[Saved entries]
--------------------------------------------------

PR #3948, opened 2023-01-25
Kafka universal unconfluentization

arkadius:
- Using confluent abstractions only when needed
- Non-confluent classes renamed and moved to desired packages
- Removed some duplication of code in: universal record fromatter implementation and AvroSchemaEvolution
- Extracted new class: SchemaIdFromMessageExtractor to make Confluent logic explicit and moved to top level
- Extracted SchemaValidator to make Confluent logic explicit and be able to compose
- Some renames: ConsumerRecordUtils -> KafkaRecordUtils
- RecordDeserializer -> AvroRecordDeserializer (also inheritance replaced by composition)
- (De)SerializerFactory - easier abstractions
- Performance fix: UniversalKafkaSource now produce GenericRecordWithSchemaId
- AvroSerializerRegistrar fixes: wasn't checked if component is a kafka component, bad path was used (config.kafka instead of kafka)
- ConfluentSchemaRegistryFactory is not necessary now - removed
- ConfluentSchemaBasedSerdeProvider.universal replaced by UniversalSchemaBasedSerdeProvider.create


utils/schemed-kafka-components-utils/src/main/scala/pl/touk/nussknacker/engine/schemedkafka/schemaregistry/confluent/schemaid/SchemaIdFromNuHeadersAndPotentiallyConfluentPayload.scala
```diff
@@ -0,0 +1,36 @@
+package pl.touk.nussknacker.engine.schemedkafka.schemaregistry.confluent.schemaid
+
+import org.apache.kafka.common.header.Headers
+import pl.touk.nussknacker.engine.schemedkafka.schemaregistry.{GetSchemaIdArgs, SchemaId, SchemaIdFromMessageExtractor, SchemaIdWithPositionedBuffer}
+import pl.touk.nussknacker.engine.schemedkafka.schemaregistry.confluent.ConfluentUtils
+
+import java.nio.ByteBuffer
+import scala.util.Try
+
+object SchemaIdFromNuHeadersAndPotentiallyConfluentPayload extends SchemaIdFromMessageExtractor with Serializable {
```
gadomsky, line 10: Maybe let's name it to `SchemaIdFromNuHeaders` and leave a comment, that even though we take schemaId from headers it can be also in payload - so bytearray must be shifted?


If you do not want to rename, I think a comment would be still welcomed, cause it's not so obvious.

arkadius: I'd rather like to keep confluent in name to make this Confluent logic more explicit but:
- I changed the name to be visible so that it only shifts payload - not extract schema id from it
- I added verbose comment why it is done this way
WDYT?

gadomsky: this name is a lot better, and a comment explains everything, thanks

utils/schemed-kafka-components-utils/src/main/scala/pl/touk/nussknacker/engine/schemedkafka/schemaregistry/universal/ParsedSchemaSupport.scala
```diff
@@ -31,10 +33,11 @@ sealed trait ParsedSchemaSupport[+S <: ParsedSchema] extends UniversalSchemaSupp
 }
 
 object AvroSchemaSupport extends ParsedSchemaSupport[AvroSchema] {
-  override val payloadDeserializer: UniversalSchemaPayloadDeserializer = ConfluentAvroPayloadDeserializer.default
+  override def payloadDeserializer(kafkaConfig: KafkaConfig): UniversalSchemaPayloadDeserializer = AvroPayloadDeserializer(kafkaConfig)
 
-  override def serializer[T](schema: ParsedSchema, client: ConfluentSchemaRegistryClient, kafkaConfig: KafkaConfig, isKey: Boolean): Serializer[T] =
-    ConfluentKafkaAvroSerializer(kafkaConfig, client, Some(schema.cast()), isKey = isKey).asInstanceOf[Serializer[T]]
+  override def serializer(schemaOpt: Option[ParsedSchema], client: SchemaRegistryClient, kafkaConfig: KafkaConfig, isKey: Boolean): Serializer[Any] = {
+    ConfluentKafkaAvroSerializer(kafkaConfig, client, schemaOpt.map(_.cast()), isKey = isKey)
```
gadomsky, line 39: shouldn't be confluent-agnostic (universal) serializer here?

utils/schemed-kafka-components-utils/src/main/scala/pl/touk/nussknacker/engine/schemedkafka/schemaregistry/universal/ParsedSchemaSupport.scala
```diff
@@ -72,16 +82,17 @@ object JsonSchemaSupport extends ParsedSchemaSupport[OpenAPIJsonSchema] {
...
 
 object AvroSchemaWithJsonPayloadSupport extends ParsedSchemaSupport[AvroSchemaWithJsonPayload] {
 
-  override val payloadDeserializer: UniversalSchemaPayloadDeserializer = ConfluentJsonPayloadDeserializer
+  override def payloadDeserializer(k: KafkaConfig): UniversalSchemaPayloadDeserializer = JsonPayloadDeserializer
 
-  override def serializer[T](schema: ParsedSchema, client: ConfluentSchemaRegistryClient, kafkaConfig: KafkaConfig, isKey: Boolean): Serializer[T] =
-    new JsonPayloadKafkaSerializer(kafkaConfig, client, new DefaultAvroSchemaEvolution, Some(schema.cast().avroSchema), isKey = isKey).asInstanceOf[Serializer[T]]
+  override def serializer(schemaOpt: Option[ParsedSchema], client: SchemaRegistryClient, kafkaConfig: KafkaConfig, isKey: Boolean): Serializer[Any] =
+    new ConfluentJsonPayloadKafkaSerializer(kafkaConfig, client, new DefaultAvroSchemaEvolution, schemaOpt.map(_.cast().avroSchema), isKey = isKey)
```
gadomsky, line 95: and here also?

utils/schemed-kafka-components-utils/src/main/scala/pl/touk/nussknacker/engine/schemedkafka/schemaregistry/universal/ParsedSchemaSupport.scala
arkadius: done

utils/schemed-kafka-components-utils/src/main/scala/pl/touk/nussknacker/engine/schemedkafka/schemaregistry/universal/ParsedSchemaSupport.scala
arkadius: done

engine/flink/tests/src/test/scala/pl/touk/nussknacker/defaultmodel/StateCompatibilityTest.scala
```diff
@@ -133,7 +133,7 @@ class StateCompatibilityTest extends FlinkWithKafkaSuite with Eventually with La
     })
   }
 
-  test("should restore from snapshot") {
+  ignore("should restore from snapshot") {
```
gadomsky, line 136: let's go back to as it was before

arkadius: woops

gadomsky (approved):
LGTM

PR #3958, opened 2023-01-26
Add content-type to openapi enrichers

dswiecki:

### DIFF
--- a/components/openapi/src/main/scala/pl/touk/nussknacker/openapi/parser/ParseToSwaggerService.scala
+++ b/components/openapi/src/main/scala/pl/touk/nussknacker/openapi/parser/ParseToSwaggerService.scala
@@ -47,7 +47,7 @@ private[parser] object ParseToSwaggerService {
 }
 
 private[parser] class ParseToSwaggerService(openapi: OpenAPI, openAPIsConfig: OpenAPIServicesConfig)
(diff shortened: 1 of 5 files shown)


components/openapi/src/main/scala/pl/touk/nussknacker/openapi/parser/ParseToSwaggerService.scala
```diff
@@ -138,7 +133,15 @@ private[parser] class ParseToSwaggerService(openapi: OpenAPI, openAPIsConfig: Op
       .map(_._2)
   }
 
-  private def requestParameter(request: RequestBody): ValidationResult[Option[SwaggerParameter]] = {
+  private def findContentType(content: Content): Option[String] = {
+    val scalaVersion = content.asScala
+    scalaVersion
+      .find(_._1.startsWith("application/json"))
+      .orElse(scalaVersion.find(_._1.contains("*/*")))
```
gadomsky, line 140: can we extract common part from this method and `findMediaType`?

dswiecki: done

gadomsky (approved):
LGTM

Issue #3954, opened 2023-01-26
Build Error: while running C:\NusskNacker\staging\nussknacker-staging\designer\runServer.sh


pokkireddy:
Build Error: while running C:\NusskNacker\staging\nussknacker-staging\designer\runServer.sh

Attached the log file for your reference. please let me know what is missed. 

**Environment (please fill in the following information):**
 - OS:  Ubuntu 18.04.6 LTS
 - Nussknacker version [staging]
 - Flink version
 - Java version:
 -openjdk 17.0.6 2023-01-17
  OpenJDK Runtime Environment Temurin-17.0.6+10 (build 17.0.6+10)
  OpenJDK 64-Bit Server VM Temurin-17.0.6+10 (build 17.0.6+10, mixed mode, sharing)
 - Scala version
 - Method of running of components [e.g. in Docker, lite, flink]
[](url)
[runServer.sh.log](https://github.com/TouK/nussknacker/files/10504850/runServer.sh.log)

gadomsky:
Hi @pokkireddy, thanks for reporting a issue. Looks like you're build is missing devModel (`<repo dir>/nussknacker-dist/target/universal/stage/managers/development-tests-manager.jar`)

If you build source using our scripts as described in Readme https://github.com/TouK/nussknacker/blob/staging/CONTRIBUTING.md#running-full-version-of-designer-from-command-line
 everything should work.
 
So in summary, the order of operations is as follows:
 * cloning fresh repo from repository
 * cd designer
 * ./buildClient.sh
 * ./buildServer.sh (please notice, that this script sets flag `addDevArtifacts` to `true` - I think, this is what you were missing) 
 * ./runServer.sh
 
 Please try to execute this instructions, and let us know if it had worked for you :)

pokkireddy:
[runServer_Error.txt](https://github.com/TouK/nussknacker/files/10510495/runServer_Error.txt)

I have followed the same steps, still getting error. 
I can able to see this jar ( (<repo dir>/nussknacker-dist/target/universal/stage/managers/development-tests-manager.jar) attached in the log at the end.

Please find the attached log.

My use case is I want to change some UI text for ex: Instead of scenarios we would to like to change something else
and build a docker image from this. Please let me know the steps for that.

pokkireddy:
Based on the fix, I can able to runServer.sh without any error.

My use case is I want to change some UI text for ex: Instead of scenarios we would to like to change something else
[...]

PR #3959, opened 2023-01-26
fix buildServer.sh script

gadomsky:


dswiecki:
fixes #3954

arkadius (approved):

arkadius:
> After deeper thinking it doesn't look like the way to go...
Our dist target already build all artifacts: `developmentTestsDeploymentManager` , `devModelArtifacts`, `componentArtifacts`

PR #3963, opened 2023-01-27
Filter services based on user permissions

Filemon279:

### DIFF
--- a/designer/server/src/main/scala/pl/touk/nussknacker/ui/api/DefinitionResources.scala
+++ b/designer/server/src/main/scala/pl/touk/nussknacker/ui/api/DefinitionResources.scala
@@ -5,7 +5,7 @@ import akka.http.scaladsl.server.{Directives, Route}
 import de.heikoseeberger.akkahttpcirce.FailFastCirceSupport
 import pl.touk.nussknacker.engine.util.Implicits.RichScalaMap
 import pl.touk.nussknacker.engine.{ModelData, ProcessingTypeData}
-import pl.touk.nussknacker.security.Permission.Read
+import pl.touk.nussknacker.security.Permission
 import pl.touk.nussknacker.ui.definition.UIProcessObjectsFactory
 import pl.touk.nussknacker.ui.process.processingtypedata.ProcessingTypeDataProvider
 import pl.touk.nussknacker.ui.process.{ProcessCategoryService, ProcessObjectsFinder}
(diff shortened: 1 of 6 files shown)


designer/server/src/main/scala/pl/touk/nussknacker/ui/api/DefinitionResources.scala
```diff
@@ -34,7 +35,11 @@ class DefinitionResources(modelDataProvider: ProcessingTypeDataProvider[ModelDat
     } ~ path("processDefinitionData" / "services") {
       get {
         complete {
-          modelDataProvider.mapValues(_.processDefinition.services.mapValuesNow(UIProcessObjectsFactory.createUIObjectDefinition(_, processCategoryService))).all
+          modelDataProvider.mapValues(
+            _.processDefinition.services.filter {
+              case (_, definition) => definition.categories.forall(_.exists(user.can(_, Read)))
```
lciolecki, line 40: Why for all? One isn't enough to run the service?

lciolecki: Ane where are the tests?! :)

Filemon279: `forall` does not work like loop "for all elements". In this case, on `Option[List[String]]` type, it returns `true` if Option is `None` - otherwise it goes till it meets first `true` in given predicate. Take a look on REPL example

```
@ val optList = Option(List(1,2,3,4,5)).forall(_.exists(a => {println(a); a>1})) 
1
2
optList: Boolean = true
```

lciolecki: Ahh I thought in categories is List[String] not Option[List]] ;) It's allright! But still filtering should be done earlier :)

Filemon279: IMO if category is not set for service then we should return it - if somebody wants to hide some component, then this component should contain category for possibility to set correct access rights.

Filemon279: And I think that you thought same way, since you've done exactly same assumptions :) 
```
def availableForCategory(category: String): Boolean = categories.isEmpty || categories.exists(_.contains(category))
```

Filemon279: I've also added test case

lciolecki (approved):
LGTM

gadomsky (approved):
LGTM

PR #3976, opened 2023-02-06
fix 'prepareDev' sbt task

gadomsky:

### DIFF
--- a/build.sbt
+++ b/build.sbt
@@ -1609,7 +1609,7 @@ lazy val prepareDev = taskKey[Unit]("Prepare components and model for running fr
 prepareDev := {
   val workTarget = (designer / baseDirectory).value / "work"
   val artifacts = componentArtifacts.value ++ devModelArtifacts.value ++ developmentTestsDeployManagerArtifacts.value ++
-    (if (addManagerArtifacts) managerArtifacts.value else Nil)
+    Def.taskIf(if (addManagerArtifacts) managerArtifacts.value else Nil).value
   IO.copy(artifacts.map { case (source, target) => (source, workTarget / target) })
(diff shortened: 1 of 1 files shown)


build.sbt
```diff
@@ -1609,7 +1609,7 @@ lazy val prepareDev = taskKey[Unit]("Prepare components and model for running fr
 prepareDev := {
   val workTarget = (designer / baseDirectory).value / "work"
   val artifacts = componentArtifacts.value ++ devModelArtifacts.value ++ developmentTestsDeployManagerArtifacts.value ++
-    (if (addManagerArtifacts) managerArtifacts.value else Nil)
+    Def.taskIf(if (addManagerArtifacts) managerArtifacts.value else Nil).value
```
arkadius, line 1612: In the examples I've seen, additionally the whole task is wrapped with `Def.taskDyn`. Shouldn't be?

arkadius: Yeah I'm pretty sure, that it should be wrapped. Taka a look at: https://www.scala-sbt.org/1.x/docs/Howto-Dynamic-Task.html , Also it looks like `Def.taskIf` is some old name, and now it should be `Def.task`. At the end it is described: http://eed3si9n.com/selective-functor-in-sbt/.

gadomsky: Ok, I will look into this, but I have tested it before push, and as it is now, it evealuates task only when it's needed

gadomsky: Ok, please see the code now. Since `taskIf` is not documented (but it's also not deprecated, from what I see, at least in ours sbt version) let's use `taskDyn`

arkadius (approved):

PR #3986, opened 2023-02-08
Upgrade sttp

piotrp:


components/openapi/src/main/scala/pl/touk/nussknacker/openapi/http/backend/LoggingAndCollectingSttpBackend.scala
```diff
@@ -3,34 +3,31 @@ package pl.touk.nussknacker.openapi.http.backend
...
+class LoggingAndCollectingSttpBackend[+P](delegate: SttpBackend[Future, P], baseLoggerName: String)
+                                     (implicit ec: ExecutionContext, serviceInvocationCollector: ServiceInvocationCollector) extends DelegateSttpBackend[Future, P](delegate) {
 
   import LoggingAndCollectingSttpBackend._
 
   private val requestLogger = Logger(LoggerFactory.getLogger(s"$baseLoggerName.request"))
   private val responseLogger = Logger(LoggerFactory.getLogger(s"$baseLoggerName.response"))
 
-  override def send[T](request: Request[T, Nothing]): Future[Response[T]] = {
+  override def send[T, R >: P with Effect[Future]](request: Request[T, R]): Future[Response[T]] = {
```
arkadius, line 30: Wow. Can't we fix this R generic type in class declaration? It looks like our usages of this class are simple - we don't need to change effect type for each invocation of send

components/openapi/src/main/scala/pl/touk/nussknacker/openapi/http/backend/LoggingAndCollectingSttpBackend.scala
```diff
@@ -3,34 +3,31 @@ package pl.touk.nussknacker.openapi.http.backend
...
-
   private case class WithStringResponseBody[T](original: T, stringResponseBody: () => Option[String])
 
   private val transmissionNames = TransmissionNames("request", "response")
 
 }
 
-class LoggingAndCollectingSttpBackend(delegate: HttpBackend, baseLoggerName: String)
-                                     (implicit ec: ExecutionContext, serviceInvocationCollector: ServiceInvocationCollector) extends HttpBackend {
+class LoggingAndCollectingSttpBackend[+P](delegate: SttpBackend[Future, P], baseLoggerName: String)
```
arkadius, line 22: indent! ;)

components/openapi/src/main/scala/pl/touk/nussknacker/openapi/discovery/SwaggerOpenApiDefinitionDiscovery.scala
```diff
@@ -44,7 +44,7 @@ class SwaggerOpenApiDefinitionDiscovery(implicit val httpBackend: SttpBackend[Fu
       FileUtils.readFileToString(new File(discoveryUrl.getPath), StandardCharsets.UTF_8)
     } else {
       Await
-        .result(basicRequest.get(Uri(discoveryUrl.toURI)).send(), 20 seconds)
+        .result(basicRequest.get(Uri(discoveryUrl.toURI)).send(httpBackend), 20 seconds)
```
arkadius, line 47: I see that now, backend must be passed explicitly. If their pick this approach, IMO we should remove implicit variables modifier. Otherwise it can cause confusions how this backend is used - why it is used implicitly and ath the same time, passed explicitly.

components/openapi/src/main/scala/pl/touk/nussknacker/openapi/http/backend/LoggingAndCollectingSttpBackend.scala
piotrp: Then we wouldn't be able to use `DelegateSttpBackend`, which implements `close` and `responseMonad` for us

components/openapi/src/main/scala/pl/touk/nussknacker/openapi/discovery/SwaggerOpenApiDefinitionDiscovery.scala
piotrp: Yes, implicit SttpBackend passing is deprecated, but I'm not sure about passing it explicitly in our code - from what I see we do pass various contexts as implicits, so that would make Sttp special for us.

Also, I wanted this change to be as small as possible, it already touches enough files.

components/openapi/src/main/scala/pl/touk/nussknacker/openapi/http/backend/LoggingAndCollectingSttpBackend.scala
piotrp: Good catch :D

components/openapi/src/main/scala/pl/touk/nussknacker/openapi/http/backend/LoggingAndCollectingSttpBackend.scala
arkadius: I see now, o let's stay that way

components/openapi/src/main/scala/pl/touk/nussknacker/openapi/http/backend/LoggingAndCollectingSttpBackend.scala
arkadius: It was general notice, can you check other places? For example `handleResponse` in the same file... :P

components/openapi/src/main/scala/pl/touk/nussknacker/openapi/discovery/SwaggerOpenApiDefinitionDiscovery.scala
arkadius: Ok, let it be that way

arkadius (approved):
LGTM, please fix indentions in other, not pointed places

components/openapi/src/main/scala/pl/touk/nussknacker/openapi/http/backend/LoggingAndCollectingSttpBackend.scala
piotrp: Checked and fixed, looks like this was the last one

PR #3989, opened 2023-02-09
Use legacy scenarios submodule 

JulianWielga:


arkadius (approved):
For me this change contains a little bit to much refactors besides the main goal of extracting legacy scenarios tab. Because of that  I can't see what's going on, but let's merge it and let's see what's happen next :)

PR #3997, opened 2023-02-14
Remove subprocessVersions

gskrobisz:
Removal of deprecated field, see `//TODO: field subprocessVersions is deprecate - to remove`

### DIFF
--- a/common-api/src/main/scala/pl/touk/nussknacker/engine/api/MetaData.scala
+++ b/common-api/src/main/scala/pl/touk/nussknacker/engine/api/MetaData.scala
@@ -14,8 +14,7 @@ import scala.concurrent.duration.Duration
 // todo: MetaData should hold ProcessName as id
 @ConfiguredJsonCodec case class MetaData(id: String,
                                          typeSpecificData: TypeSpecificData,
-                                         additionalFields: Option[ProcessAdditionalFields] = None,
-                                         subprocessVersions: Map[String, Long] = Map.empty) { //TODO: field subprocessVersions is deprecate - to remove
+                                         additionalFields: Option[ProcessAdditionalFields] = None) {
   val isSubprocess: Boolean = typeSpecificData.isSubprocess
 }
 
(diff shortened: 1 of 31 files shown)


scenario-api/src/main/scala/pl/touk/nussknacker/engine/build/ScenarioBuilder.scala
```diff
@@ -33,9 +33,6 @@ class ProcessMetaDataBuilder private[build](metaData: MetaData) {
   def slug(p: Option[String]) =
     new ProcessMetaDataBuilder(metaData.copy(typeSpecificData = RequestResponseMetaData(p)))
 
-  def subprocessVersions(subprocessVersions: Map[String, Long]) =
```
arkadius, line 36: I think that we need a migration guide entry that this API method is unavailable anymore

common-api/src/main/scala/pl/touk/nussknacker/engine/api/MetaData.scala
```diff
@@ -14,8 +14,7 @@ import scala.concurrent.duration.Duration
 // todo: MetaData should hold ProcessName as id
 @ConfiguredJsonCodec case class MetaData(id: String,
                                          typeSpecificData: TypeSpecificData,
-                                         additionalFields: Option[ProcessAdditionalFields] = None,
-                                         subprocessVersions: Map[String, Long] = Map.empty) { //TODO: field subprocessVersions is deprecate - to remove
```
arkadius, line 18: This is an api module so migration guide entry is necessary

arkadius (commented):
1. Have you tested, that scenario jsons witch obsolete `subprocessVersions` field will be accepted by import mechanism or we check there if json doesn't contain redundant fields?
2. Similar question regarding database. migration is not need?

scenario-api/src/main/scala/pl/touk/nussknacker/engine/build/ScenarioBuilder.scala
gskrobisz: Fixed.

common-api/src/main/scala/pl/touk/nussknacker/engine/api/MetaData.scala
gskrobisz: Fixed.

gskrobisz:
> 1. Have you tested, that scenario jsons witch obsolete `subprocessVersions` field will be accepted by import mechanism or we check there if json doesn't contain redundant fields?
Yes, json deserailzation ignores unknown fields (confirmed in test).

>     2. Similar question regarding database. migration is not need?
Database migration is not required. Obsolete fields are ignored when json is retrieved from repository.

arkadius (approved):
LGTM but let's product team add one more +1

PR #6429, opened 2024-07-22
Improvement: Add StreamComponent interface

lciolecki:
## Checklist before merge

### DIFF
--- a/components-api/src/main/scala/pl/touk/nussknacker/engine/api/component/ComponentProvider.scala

--------------------------------------------------

• **YOUR INSTRUCTIONS**
Only those lines of the entries above that run from the line containing "- RecordDeserializer ->" to the line containing "- Performance fix: UniversalKafkaSource", both included, should be transcribed exactly.

• **ANSWER BELOW**
- RecordDeserializer -> AvroRecordDeserializer (also inheritance replaced by composition)
- (De)SerializerFactory - easier abstractions
- Performance fix: UniversalKafkaSource now produce GenericRecordWithSchemaId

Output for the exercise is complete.